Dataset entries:

PR #450, opened 2023-06-28
GUACAMOLE-1290: Add support for ssh certificate Authentication

Tejaswikandula:


necouchman:
@Tejaswikandula : Your pull request and commit messages need to have the GUACAMOLE-1290: prefix.

src/common-ssh/common-ssh/user.h
```diff
@@ -44,6 +44,12 @@ typedef struct guac_common_ssh_user {
      */
     guac_common_ssh_key* private_key;
 
+    /**
+     * The public key which should be used to authenticate this user, if any,
+     * or NULL if a password or just a private key will be used instead.
+     */
+    char* public_key;
```
necouchman, line 51: Is "public key" the correct term for this? To me, a "public key" is the half of a key-pair that you share with someone in order to connect or facilitate encryption. Per the Jira issue, shouldn't this be `ssh_certificate` or something like that?

Tejaswikandula: @necouchman It is a public key but a CA signed public key. But, I kept in generic. Should I rename to ca_public_key instead?

Tejaswikandula:
> @Tejaswikandula : Your pull request and commit messages need to have the GUACAMOLE-1290: prefix.

Edited the commit message

src/common-ssh/common-ssh/user.h
necouchman: Okay, I see - I had to read the the Red Hat page linked on the Jira issue to actually understand the point of what was going on, here. I think the naming as you have it is fine.

src/common-ssh/user.c
```diff
@@ -80,3 +82,15 @@ int guac_common_ssh_user_import_key(guac_common_ssh_user* user,
 
 }
 
+int guac_common_ssh_user_import_public_key(guac_common_ssh_user* user,
+        char* public_key) {
+
+    /* Free existing public key, if present */
+    free(user->public_key);
```
necouchman, line 89: Should this perhaps use the same logic as the above function, with a check to see if the key is null or not and then a call to `guac_common_ssh_key_free()`?

Tejaswikandula: I skipped the null check because free in C is null pointer safe. I can still add a null check though, it shouldn't do any harm but thought that's not required. 
User->private_key is of type guac_common_ssh_key which includes both key and the optional passphrase so we call guac_common_ssh_key_free() to free the key whereas user->public_key is a simple char* type.

necouchman: Okay, then it's probably fine as-is.

src/common-ssh/common-ssh/user.h
```diff
@@ -104,5 +110,22 @@ void guac_common_ssh_user_set_password(guac_common_ssh_user* user,
...
 
+/**
+ * Imports the given public key, associating that key with the given user.
+ * If the public key is imported successfully, it will be used for
+ * future authentication attempts.
+ *
+ * @param user
+ *     The user to associate with the given private key.
+ *
+ * @param public_key
```
necouchman, line 121: This looks to be missing the documentation on the parameter.

src/protocols/ssh/settings.h
```diff
@@ -93,6 +93,12 @@ typedef struct guac_ssh_settings {
      */
     char* key_passphrase;
 
+    /**
+     * The public key, if any. If no public key is
+     * specified, this will be NULL.
+     */
```
necouchman, line 99: For consistency, can you please:
* Mention the base64-encoding (as above with `key_base64`
* Extended the length of the lines for the comment to the same length as the ones around it (roughly 80 characters).

necouchman (changes requested):
Overall looks pretty good - two minor things to clean up, and I think it will be ready to merge.

src/common-ssh/common-ssh/user.h
Tejaswikandula: Added missing documentation

necouchman (approved):

necouchman:
Thanks @Tejaswikandula - could you also add the documentation to apache/guacamole-manual and do a pull request for that?

adb014:
Was this ever linked to guacamole-client. I'd like to use OpenBao/Hashicorp signed ssh certificates with short TTL's automatically within guacamole and the cguacamole-client changes are needed for this

adb014:
> Was this ever linked to [guacamole-client](https://issues.apache.org/jira/browse/GUACAMOLE-client). I'd like to use OpenBao/Hashicorp signed ssh certificates with short TTL's automatically within guacamole and the cguacamole-client changes are needed for this

Forget it, I'm an idiot. You called it "Public Key" in the UI rather than signed certificate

DIRECTIONS FOR THIS TASK:
Restate the records, all of them, precisely as written.

REPLY TO THE TASK:
PR #450, opened 2023-06-28
GUACAMOLE-1290: Add support for ssh certificate Authentication

Tejaswikandula:


necouchman:
@Tejaswikandula : Your pull request and commit messages need to have the GUACAMOLE-1290: prefix.

src/common-ssh/common-ssh/user.h
```diff
@@ -44,6 +44,12 @@ typedef struct guac_common_ssh_user {
      */
     guac_common_ssh_key* private_key;
 
+    /**
+     * The public key which should be used to authenticate this user, if any,
+     * or NULL if a password or just a private key will be used instead.
+     */
+    char* public_key;
```
necouchman, line 51: Is "public key" the correct term for this? To me, a "public key" is the half of a key-pair that you share with someone in order to connect or facilitate encryption. Per the Jira issue, shouldn't this be `ssh_certificate` or something like that?

Tejaswikandula: @necouchman It is a public key but a CA signed public key. But, I kept in generic. Should I rename to ca_public_key instead?

Tejaswikandula:
> @Tejaswikandula : Your pull request and commit messages need to have the GUACAMOLE-1290: prefix.

Edited the commit message

src/common-ssh/common-ssh/user.h
necouchman: Okay, I see - I had to read the the Red Hat page linked on the Jira issue to actually understand the point of what was going on, here. I think the naming as you have it is fine.

src/common-ssh/user.c
```diff
@@ -80,3 +82,15 @@ int guac_common_ssh_user_import_key(guac_common_ssh_user* user,
 
 }
 
+int guac_common_ssh_user_import_public_key(guac_common_ssh_user* user,
+        char* public_key) {
+
+    /* Free existing public key, if present */
+    free(user->public_key);
```
necouchman, line 89: Should this perhaps use the same logic as the above function, with a check to see if the key is null or not and then a call to `guac_common_ssh_key_free()`?

Tejaswikandula: I skipped the null check because free in C is null pointer safe. I can still add a null check though, it shouldn't do any harm but thought that's not required. 
User->private_key is of type guac_common_ssh_key which includes both key and the optional passphrase so we call guac_common_ssh_key_free() to free the key whereas user->public_key is a simple char* type.

necouchman: Okay, then it's probably fine as-is.

src/common-ssh/common-ssh/user.h
```diff
@@ -104,5 +110,22 @@ void guac_common_ssh_user_set_password(guac_common_ssh_user* user,
...
 
+/**
+ * Imports the given public key, associating that key with the given user.
+ * If the public key is imported successfully, it will be used for
+ * future authentication attempts.
+ *
+ * @param user
+ *     The user to associate with the given private key.
+ *
+ * @param public_key
```
necouchman, line 121: This looks to be missing the documentation on the parameter.

src/protocols/ssh/settings.h
```diff
@@ -93,6 +93,12 @@ typedef struct guac_ssh_settings {
      */
     char* key_passphrase;
 
+    /**
+     * The public key, if any. If no public key is
+     * specified, this will be NULL.
+     */
```
necouchman, line 99: For consistency, can you please:
* Mention the base64-encoding (as above with `key_base64`
* Extended the length of the lines for the comment to the same length as the ones around it (roughly 80 characters).

necouchman (changes requested):
Overall looks pretty good - two minor things to clean up, and I think it will be ready to merge.

src/common-ssh/common-ssh/user.h
Tejaswikandula: Added missing documentation

necouchman (approved):

necouchman:
Thanks @Tejaswikandula - could you also add the documentation to apache/guacamole-manual and do a pull request for that?

adb014:
Was this ever linked to guacamole-client. I'd like to use OpenBao/Hashicorp signed ssh certificates with short TTL's automatically within guacamole and the cguacamole-client changes are needed for this

adb014:
> Was this ever linked to [guacamole-client](https://issues.apache.org/jira/browse/GUACAMOLE-client). I'd like to use OpenBao/Hashicorp signed ssh certificates with short TTL's automatically within guacamole and the cguacamole-client changes are needed for this

Forget it, I'm an idiot. You called it "Public Key" in the UI rather than signed certificate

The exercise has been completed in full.